Note that the $q_{k,n}$ becomes the new posterior distribution on the maximization step.
This algorithm can thus also be understood as iteratively computing the new posterior and adapting the parameters accordingly through maximum likelihood estimations over this new distribution (similar to k-means).

It is easy to see that iterations of these two steps will converge too a local maximum of the log-likelihood function.
It is also worth remarking that k-means is a special case of EM when $\Sigma_k = \sigma^2 I, \forall k$ and $\sigma^2 \to 0$.

The EM algorithm can be compactly written as follows:
$$
\theta^{(t+1)} = \arg \max_\theta \sum_{n=1}^N \E_{\prob(z_n \mid x_n, \theta^{(t)})} \left[ \log \prob(x_n, z_n \mid \theta) \right]
$$

\subsection{Matrix Factorization}

Let's say we have $D$ \textbf{items} and $N$ \textbf{users} and, on a $D \times N$ matrix $X$, we place values $x_{d,n}$ that correspond to the evaluation of item $d$ according to user $n$.
This matrix is very sparse as most ratings are missing.
We want to predict, for a missing entry, how user $n$ will like item $d$.

Matrix Factorization aims at finding matrices $W$ and $Z$ such that
$$
X \approx WZ^T
$$

These matrices are thought of as containing some features of, respectively, the items and the users, that can then be combined with the inner product to predict the relation between item and user.
Our optimization problem is thus
$$
\min_{W, Z} \loss(W, Z) = \frac{1}{2} \sum_{(d,n) \in \Omega} [ x_{d,n} - w_d^T z_n]^2
$$
where $W \in \R^{D \times K}, Z \in \R^{N \times K}$ are tall matrices, having only $K << D, N$ columns, and the set $\Omega \subset [D] \times [N]$ collects the indices of the observed ratings of the input matrix $X$.
The cost if both non-convex and non-identifiable.

Similarly to clustering algorithms, the choice of $K$ is usually done via hyper-parameter tuning, with large $K$ facilitating over-fitting and small $K$ under-fitting.

One can add regularization to the problem
$$
\min_{W, Z} \loss(W, Z) = 
\frac{1}{2} \sum_{(d,n) \in \Omega} [ x_{d,n} - w_d^T z_n]^2 +
    \frac{\lambda_w}{2} ||W||^2_\text{Frob} +
    \frac{\lambda_z}{2} ||Z||^2_\text{Frob}
$$
where $\lambda_w, \lambda_z > 0$ are scalar parameters.

In order to optimize these losses, one can use SGD.
We note that the (unregularized) loss over some observation $(d,n)$ only depends on the feature vectors $w_d$ and $z_n$.
Thus the gradient entry of the loss at this datapoint over some entry $w_{(d', k)}$ or $z_{(n', k)}$ will only be non-zero if, respectively, $d' = d$ or $n' = n$.
\begin{gather*}
\frac{\partial}{\partial w_{d', k}} \frac{1}{2} [x_{d,n} - w_d^T z_n]^2 =
-[x_{d,n} - w_d^T z_n] z_{n,k} \cdot \ind[d' = d] \\
\frac{\partial}{\partial z_{n', k}} \frac{1}{2} [x_{d,n} - w_d^T z_n]^2 =
-[x_{d,n} - w_d^T z_n] w_{d,k} \cdot \ind[n' = n]
\end{gather*}

Observe that this gradient can be computed in $O(K)$.

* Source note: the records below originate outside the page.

PR #220, opened 2018-11-15
implement PredicatedDecideRule.onlyDecision()

nlevitt:
DecideRuleSequence already has the optimization that I was looking for,
namely, don't bother evaluating a DecideRule if we know it won't change
the current result. For some reason PredicatedDecideRule, which is a
parent class to most of the decide rules in heritrix, didn't implement
onlyDecision(). Certain crawl configurations could see significant
performance improvement with this change.

### DIFF
--- a/modules/src/main/java/org/archive/modules/deciderules/PredicatedDecideRule.java
+++ b/modules/src/main/java/org/archive/modules/deciderules/PredicatedDecideRule.java
@@ -28,6 +28,7 @@ import org.archive.modules.CrawlURI;
  * @author gojomo
  */
 public abstract class PredicatedDecideRule extends DecideRule {
+    private static final long serialVersionUID = 1L;
 
     {
         setDecision(DecideResult.ACCEPT);
@@ -48,6 +49,11 @@ public abstract class PredicatedDecideRule extends DecideRule {
             return getDecision();
         }
         return DecideResult.NONE;
+    }
+
+    @Override
+    public DecideResult onlyDecision(CrawlURI uri) {
+        return getDecision();
     }
 
     protected abstract boolean evaluate(CrawlURI object);


anjackson:
This is only fine if you assume the decide rules do not have any side-effects. Unfortunately, that's not always the case! As such, while this is a much more sensible default setting, this is potentially quite a significant behavioural change, so should be noted clearly in the change log.

(we have a couple of examples, but we have already added a `lookupEveryUri` parameter to control this behaviour)

nlevitt:
Oh sorry, didn't consider that!

What's the `lookupEveryUri` parameter?

One way to solve for a given PredicatedDecideRule class would be to override `onlyDecision()` to return null;

anjackson:
Ah I thought we’d got this from core Heritrix but it looks like it’s an UKWA thing: https://github.com/ukwa/ukwa-heritrix/blob/56fc4ecd03882c54f180e44409551f8ed82cf96b/src/main/java/uk/bl/wap/modules/deciderules/ExternalGeoLocationDecideRule.java#L63

We may be the only ones who use such foul tactics?

ato:
ExternalGeoLocationDecideRule (minus Andy's lookupEveryUri addition) is indeed a stock Heritrix rule and does also have the side-effect of stashing the country code in CrawlHost. However nothing else in stock Heritrix reads it and it appears originally intended to just be a cache for the rule itself. 

Maybe we should more strongly encourage the upstreaming of changes like the UKWA's and the NetArchiv suite's? I don't think it's fair for the upstream Heritrix project to have to worry about breaking out of tree code. It has a paralysing effect where those making changes have to worry if someone might possibly be relying on each and every detail. I realise Andy isn't saying 'don't make the change' but rather 'document it' but even so.

That would also give us the opportunity to explore alternative solutions - either upfront when the upstreaming happens or down the track when someone wants to make a change like this PR. For example in this case I'd wonder if rather than relying on the side effect of the decide rules it might be possible to factor out the side-effect code into a common method which both the decide rule and whatever else uses the country code can call. That'd ensure its available in both places without forcing the decide rule to always be run.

Another method to minimize the loss is \textbf{Alternating Least-Squares (ALS)} that performs coordinate descent on $W$ and $Z$ through the Least-Squares:
$$
Z^T = (W^T W + \lambda_z I_K)^{-1} W^T X \quad \quad \quad
W^T = (Z^T Z + \lambda_z I_K)^{-1} Z^T X
$$
This formula assumes $X$ has no missing entries but can be generalized to that case by computing the gradient with respect to each group of variables, and setting to zero.

\subsection{Text Representation}

Text representation learning is the problem of finding numerical representations for words that can be used to perform all types of text processing tasks with ML models.
I.e, we want to find a function $f : \mathcal{W} \to \R^K$ that takes the space of words $\mathcal{W}$ and outputs a real-valued vector.
This representation should capture the semantics of the word so to benefit downstream applications.

\paragraph{Co-Occurrence Matrix}

Based on the hypothesis that similar words show up in similar contexts, an initial approach, called \textbf{bag of words}, was to take a big corpus and let each word be represented by the words that appeared around it, taken from a co-occurrence matrix.
This approach had the issue that required very large (as large as the vocabulary) and very sparse vectors.

A solution to this was to find a Matrix Factorization of the occurrence matrix.
With this, the matrix $W$ will represent features of words and $Z$ features of "context" words.
The GloVe model uses this basic approach to great success.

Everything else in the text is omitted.